全く、武器というものは不吉なものだ。(だから、平時の)君主は左を上席とし、戦時は右を上席とする。

武器は不吉だから、君主にはふさわしくないものだ。やむを得ず用いる時は、淡々としているのが良い。勝利したとしても、喜んではならない。もし喜ぶなら、それは殺人を楽しむことだ。全く、殺人を楽しむ者が、天下に志を遂げられるはずがない。

めでたい場では左を上席とし、葬礼では右を上席とするものだ。だから、副将軍は左に座り、大将軍は右に座る。このことを葬礼の席と言う。人を数多く殺すのだから、悲しみを抱いて(戦場に)立ち、勝っても葬礼の席に座るのだ。

この章は内容の重複が多く、注が本文に混入しているなどの誤りを疑われてきた。しかし、郭店楚簡も内容に大差は無い。そのため、13章と同じく最初に格言を引用し、それを解説する形式だと推測した。

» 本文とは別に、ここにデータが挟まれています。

PR #435, opened 2016-06-09
Resign Maintainership

elextr:
Operation of Geany Plugins is untenable, commits are made without maintainer approval. The plugin has now diverged from upstream.

### DIFF
--- a/MAINTAINERS
+++ b/MAINTAINERS
@@ -138,10 +138,10 @@ W: http://plugins.geany.org/geanyprj.html
 S: Odd Fixes
 
 geanypy
-P: Lex Trotman <elextr@gmail.com>
-M: Lex Trotman <elextr@gmail.com>
+P:
+M:
 W: http://plugins.geany.org/geanypy.html
-S: Maintained
+S: Orphaned, diverged from upstream
 
 geanysendmail
 P: Frank Lanitz <frank@frank.uvena.de>


frlan:
Thinking about whether it would be useful to remove it at all from this distribution as having two plugin doesn't make sense and in future there will be always a gap due to the difference on developing.

elextr:
The problem with that is this is the only distribution for the plugin, upstream is a development repository and requires users compiling the plugin.  But a Python user may not have C development experience.

frlan:
G-p requires compiling too. We only offer the service for Windows users (is geanypy included there anyway?). Everything else is done by distribution workers like @hyperair, @dmaphy, ..

elextr:
On 9 June 2016 at 23:23, Frank Lanitz <notifications@github.com> wrote:

> G-p requires compiling too. We only offer the service for Windows users
> (is geanypy included there anyway?). Everything else is done by
> distribution workers like @hyperair <https://github.com/hyperair>, @dmaphy
> <https://github.com/dmaphy>, ..
>

​Correct, the Linux users can get it from the distros, as I said, there is
no distribution of upstream.​

b4n:
@elextr well, the problem is that

* many plugins aren't really maintained, even by their maintainers.  That's the problem of GP: we want some standard out of it, but maintainers don't necessarily answer.  Another approach could be arbitrarily dropping plugins when they have something we'd like to fix instead of proposing a fix.
* some are happy we do some of the work.  And that's mostly fine, although some should also show more concern :)
* some never answer PRs, neither refusing nor accepting them.  Which is the problem here, you probably should have refused it.  It's fairly complex to remember not to PR something here but other things there, for which part are here (e.g. build system should go on GP, but code changes on upstream, which then should be imported back).
So yeah, it might be annoying, I get that.  But maintaining it might mean triaging reports, or even backport changes -- or revert them.

So well… hard to please us all :S

codebrainz:
One neat thing might be to write a script which gets the list of issues off Github, reads MAINTAINERS, and for each maintainer emails them a list of links to the issues labelled with the plugin they maintain, maybe like once a week or month. It's only a technical solution to @b4n's first and second item above, but at least it might annoy people enough to either deal with the issues, or say "hey stop emailing me, I don't maintain this anymore". Just a thought.

codebrainz:
> Correct, the Linux users can get it from the distros, as I said, there is no distribution of upstream.​

FWIW, I used to provide binaries until Github dropped the Downloads feature and since GeanyPy got forked into another project which conveniently got packagers to package it, I stopped bothering.

techee:
> Operation of Geany Plugins is untenable, commits are made without maintainer approval. The plugin has now diverged from upstream.

Alright, I confess I didn't know there was other upstream than GP for this plugin - I assumed upstream was the GP version. And looks even crazier, you Lex were a maintainer of Matthew's plugin in GP? How did that work? You were watching Matthew's repository for changes and applying them to GP? And if someone made a pull request on GP, you took the patch, made a pull request on Matthew's repo?

IMO it would be best if GP was upstream for every (maintained) plugin - both for the development reasons (like applying patches to all plugins at once when some change is made in Geany, verification that something didn't break for all the plugins etc.) and also user perspective (all plugins at one place). 

Of course everybody is free to decide whether he wants his plugin part of GP or not but if he wants to keep a separate repo for development, he should make sure the two are in sync (and it should be one person taking care for both repos).

elextr:
> Alright, I confess I didn't know there was other upstream than GP for this plugin

Wonder why its called "readme" :wink: 

As was explained in other forums, @codebrainz  did not want/have time to make the G-P build changes, so I had a go (though it needed fixing by @b4n and others) to make geanypy available to non-building users.  It would have been rude to nominate codebrainz as maintainer without his permission, so I made myself maintainer.

There have not been enough changes for a hard and fast policy to be defined but basically changes from upstream were moved to G-P one way or another, although sometimes we got ahead of upstream in the expectation that the change was going to be accepted upstream "soon".  But other than the build system no independent changes were added to Geanpy in G-P.

MAINTAINERS
```diff
@@ -138,10 +138,10 @@ W: http://plugins.geany.org/geanyprj.html
 S: Odd Fixes
 
 geanypy
-P: Lex Trotman <elextr@gmail.com>
-M: Lex Trotman <elextr@gmail.com>
```
techee: Let's get technical and review the patch :-).

I actually agree with the "-" part of the patch - having GP version of the plugin maintained by someone else than the upstream author is less than ideal. IMO it would be best having Matthew Brush at the "+" side of the patch if @codebrainz is willing to maintain it. 

Otherwise I think it doesn't make sense to keep an unmaintained copy of a maintained plugin in GP.

MAINTAINERS
```diff
@@ -138,10 +138,10 @@ W: http://plugins.geany.org/geanyprj.html
...
+P:
+M:
 W: http://plugins.geany.org/geanypy.html
-S: Maintained
```
techee: The "diverged from upstream" part can be easily fixed by a simple "git revert" of the patch I merged or by applying the patch upstream - but this requires some kind of actual maintenance of the plugin which is something that should happen if the plugin should stay in GP (my opinion).

MAINTAINERS
elextr: On 10 June 2016 at 21:36, Jiří Techet <notifications@github.com> wrote:

> In MAINTAINERS
> <https://github.com/geany/geany-plugins/pull/435#discussion_r66599694>:
>
> > @@ -138,10 +138,10 @@ W: http://plugins.geany.org/geanyprj.html
> >  S: Odd Fixes
> >
> >  geanypy
> > -P: Lex Trotman <elextr@gmail.com>
> > -M: Lex Trotman <elextr@gmail.com>
>
> Let's get technical and review the patch :-).
>
> I actually agree with the "-" part of the patch - having GP version of the
> plugin maintained by someone else than the upstream author is less than
> ideal. IMO it would be best having Matthew Brush at the "+" side of the
> patch if @codebrainz <https://github.com/codebrainz> is willing to
> maintain it.
>
> Otherwise I think it doesn't make sense to keep an unmaintained copy of a
> maintained plugin in GP.
>
​In that case you better remove quite a lot of other plugins that are also
unmaintained.

There is nothing to review.  If a later patch adds a maintainer, fine.

techee: > ​In that case you better remove quite a lot of other plugins that are also
unmaintained.

But they don't have an upstream version from which they'd diverge.

codebrainz: >  IMO it would be best having Matthew Brush at the "+" side of the patch if @codebrainz is willing to maintain it. 

I like having separate repo/issues/build system, etc, which is why I kept GeanyPy as external to Geany-Plugins. I don't think every plugin people write should be forced to be in Geany-Plugins. I don't mind formatting patches for changes to upstream so they can be applied to the fork in Geany-Plugins, but it's going to get harder and harder as the fork has diverged significantly from my repo (ex. the proxy plugin stuff, the geany_functions commit, etc).

techee: > I like having separate repo/issues/build system, etc, which is why I kept GeanyPy as external to Geany-Plugins. I don't think every plugin people write should be forced to be in Geany-Plugins.

Yes, definitely not forced but let's say "strongly suggested" because having a plugin in GP is nice both for users and developers. I don't think there's a problem in having a separate development repo - I think even with this it could be quite easy to copy-over the sources from the development repo to GP before a release with a simple commit message like "updates from upstream" (something similar to what happens when Scintilla gets updated in Geany).

The question is what to do when someone makes a pull request to the plugin in GP - one option is to merge it in GP and apply it also upstream, the other is to reject the patch in GP and ask for submitting it upstream.

> I don't mind formatting patches for changes to upstream so they can be applied to the fork in Geany-Plugins, but it's going to get harder and harder as the fork has diverged significantly from my repo (ex. the proxy plugin stuff, the geany_functions commit, etc).

That's real pity it became a real fork - any chance to get the implementations merged so there's just one geanypy? Which one contains what - the GP one contains the proxy plugin stuff and yours not or the other way round?

codebrainz: > The question is what to do when someone makes a pull request to the plugin in GP - one option is to merge it in GP and apply it also upstream, the other is to reject the patch in GP and ask for submitting it upstream.

Unless the GP maintainer intends to have a proper fork, IMO the proper way is to only accept Git-formatted patches from upstream, keeping the authorship and commit messages at least, if possible. Shouldn't allow changes downstream which are not first applied upstream. Something like #440 would enforce this and makes it easier to keep downstream tracking (whatever stable) upstream they want.

> That's real pity it became a real fork - any chance to get the implementations merged so there's just one geanypy?

I don't think it would be really hard to bring them inline, but it would be better to do it after something like #440 so it can't happen again, IMO.

> Which one contains what - the GP one contains the proxy plugin stuff and yours not or the other way round?

Yeah, the main repo doesn't have the proxy plugins stuff merged, mostly because a) it got rebased after I started reviewing/testing b) I wanted to retain compatibility so everybody's plugins didn't break and c) after I gave in and gave @kugel- the OK to merge it, I think he lost interest since it was merged in the fork already.

elextr: > Something like #440 would enforce this and makes it easier to keep downstream tracking (whatever stable) upstream they want.

+1

b4n:
> Removing the maintainer is fine for me so I will merge the patch.

Sure, we can't force the maintainer to stay.

But as it's a forked plugin nobody would maintain, we might want to consider removing it altogether instead of getting an "unmaintained version of a maintained plugin" as @techee rightly put it -- which, if it stays that way long enough, is rather counter-productive as many people would use an outdated version of the plugin while they could use the upstream one (which indeed has less visibility than the already established GP, but could be used/packaged just fine -- or so I hope).  Maybe just list "this plugin can be found at [URL]" in a directory named after the plugin and voila, at least until that #440 thing got sorted out.
Just some ¢2.

elextr:
Yes, if upstream is _DISTRIBUTED_ on both Windows and Linux then the G-P plugin should be pointed at upstream.  But until upstream either itself or persuades others to package it, this remains the only packaged source.

kugel-:
I can take over maintainership. I can push to upstream too if needed to keep the sync.

But I won't be working on new features myself.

「全く、武器というものは不吉なものだ」は郭店楚簡に無いが、13章と比較してあった方が良いと考えた。つまり、説明のために「武器は不吉だから」と意図的に繰り返したのだろう。

「悲しみを抱いて(戦場に)立ち」は、原文が「以哀悲泣之」だが、郭店楚簡は「泣」を「位」とし、馬王堆帛書は「立」とする。次の句との対応を考えれば、「立」の方が良い。